• EXERCISE:
List all the lines in these records that hold "added".

• Extracted data entries:
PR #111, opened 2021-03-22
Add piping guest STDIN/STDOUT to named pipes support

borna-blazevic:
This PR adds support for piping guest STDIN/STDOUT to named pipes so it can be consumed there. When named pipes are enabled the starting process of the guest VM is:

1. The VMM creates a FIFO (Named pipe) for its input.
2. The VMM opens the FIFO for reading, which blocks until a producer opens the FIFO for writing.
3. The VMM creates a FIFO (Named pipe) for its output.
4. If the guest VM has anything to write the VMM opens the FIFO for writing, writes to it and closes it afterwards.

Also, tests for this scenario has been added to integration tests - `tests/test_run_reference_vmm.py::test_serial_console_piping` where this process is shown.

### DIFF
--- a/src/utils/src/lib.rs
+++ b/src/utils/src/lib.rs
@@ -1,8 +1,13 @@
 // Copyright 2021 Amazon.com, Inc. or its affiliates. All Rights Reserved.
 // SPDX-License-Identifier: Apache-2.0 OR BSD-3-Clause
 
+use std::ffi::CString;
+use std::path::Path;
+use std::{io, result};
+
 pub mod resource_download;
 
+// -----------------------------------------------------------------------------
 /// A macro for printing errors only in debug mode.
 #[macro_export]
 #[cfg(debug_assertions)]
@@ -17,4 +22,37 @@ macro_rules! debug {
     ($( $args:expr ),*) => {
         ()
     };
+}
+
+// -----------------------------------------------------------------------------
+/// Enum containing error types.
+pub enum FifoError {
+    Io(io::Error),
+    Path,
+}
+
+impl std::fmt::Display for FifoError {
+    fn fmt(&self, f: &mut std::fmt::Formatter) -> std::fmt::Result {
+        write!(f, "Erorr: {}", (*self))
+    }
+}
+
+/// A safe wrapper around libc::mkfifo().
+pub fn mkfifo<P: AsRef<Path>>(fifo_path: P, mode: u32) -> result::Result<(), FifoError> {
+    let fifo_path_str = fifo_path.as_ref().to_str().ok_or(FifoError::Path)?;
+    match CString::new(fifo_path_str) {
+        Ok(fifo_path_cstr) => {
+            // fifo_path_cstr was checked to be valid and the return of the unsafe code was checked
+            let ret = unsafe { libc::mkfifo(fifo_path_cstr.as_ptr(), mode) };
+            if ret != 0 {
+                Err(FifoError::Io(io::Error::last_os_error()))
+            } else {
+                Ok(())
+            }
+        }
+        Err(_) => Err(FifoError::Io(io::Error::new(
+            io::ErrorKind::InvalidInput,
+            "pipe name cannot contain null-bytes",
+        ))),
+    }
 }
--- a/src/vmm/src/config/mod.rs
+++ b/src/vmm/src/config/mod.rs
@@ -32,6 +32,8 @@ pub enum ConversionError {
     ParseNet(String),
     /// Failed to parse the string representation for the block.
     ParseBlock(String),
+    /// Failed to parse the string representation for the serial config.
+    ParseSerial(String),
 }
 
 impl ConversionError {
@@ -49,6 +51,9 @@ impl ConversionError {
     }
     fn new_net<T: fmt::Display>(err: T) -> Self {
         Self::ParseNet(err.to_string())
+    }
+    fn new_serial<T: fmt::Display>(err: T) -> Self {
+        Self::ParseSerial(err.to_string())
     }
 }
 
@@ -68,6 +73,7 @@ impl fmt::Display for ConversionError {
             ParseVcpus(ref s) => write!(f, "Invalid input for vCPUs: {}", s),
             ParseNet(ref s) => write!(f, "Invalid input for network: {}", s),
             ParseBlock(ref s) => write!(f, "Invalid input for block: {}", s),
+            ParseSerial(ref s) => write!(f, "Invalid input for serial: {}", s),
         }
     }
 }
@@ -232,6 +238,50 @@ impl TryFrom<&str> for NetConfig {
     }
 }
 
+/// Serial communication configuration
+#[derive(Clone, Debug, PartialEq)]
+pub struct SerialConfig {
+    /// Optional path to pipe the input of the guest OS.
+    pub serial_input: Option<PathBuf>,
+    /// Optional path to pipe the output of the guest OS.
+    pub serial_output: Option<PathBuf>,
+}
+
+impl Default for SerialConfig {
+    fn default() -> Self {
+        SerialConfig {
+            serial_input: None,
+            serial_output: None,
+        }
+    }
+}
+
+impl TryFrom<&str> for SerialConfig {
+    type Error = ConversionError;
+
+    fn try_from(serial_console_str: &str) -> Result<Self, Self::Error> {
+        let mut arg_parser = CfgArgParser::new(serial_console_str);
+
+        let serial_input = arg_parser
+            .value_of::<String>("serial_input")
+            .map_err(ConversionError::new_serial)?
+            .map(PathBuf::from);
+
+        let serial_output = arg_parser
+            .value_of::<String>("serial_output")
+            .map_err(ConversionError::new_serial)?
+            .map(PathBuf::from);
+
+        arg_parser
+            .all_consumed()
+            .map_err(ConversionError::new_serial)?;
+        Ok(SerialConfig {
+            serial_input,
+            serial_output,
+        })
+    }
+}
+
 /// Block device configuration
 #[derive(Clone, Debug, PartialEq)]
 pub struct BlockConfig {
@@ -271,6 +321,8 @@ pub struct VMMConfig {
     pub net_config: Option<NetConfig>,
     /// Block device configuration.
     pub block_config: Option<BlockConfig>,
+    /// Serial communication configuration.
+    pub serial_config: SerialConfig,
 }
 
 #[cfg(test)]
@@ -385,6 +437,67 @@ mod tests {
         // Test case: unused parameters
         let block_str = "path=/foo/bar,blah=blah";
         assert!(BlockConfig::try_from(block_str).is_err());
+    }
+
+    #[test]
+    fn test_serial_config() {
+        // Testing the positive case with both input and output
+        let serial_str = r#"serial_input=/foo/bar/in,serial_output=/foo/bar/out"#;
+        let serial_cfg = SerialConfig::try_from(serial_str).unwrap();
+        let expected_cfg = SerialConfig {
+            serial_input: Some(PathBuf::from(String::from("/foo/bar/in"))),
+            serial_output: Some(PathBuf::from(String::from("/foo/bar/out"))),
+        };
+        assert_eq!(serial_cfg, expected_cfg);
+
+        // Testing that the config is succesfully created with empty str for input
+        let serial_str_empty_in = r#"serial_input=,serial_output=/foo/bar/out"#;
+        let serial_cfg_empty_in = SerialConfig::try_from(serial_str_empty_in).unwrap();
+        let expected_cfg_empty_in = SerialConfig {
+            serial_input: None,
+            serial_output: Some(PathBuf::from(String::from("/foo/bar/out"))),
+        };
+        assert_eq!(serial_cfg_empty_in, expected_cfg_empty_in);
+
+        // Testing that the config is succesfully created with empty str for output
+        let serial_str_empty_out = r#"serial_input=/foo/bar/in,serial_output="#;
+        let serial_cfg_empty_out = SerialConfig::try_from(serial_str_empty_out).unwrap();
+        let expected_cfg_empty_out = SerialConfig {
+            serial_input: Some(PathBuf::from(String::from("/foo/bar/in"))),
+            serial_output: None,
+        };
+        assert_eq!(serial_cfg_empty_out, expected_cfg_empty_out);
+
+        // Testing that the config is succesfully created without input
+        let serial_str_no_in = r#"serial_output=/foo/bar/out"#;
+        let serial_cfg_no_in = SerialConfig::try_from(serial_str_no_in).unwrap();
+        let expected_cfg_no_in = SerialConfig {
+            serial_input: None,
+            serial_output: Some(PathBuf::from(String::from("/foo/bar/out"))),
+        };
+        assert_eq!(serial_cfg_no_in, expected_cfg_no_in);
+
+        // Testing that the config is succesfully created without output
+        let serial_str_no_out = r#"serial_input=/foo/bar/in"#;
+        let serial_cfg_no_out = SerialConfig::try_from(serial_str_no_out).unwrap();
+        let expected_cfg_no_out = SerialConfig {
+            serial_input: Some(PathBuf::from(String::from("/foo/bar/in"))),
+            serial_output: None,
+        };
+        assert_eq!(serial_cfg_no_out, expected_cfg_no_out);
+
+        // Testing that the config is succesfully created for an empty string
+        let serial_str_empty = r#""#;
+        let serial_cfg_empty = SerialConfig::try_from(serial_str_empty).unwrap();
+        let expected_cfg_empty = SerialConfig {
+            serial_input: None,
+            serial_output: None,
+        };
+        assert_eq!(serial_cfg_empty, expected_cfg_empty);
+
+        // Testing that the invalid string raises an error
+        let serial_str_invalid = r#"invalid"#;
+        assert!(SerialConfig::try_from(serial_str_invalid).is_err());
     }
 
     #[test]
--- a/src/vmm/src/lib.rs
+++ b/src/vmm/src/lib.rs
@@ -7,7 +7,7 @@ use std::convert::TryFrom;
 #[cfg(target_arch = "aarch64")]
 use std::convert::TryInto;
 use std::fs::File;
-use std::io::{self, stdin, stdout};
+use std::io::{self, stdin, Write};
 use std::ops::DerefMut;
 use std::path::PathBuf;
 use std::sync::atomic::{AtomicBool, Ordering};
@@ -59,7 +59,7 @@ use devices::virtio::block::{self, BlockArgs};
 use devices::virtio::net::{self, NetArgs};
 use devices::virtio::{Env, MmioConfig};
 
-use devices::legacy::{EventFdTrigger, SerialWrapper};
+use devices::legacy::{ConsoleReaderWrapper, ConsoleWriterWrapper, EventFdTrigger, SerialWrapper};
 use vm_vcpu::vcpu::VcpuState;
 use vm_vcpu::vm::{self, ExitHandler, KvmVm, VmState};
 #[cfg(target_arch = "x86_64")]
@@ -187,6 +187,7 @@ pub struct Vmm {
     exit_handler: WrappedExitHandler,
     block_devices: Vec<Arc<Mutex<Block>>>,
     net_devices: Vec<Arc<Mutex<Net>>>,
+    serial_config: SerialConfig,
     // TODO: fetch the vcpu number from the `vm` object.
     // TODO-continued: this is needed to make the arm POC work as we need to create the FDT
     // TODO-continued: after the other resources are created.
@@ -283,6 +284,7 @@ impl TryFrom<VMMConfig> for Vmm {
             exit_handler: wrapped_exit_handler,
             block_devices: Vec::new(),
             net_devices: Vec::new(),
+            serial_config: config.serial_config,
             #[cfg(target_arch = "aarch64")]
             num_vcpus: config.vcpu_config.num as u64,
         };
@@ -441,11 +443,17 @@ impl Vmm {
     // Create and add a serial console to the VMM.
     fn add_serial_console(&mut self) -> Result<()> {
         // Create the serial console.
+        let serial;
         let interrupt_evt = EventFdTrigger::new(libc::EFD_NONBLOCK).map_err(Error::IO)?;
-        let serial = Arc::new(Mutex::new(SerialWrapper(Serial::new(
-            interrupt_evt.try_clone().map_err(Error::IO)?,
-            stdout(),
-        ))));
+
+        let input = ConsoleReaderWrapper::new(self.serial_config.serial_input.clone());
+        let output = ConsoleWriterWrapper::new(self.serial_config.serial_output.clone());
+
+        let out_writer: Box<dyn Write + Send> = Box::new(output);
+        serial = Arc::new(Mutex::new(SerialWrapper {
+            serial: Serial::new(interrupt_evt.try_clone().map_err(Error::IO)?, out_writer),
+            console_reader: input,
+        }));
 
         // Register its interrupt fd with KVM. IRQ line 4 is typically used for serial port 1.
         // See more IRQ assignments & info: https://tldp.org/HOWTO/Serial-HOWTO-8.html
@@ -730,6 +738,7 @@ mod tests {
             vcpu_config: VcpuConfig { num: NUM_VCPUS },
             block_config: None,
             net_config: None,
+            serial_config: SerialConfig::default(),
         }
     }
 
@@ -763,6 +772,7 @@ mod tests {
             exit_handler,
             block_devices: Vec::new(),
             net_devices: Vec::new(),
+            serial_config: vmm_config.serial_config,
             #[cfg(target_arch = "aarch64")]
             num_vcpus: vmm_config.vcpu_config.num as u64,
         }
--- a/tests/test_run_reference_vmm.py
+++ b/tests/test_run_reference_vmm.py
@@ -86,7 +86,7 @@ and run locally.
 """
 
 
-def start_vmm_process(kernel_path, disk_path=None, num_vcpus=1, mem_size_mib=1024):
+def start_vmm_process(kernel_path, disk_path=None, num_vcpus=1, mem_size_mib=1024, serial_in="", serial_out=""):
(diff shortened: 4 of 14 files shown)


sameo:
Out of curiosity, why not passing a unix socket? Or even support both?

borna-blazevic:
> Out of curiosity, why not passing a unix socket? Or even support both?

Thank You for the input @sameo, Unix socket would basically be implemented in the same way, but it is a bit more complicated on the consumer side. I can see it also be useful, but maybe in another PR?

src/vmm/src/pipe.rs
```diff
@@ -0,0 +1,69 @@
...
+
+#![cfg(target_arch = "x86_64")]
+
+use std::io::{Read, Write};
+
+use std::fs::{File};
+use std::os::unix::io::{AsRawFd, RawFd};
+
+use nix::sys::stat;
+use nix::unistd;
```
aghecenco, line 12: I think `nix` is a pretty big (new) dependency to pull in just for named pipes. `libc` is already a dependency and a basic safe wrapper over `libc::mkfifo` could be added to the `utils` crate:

• EXERCISE RESULT:
Also, tests for this scenario has been added to integration tests - `tests/test_run_reference_vmm.py::test_serial_console_piping` where this process is shown.
aghecenco, line 12: I think `nix` is a pretty big (new) dependency to pull in just for named pipes. `libc` is already a dependency and a basic safe wrapper over `libc::mkfifo` could be added to the `utils` crate:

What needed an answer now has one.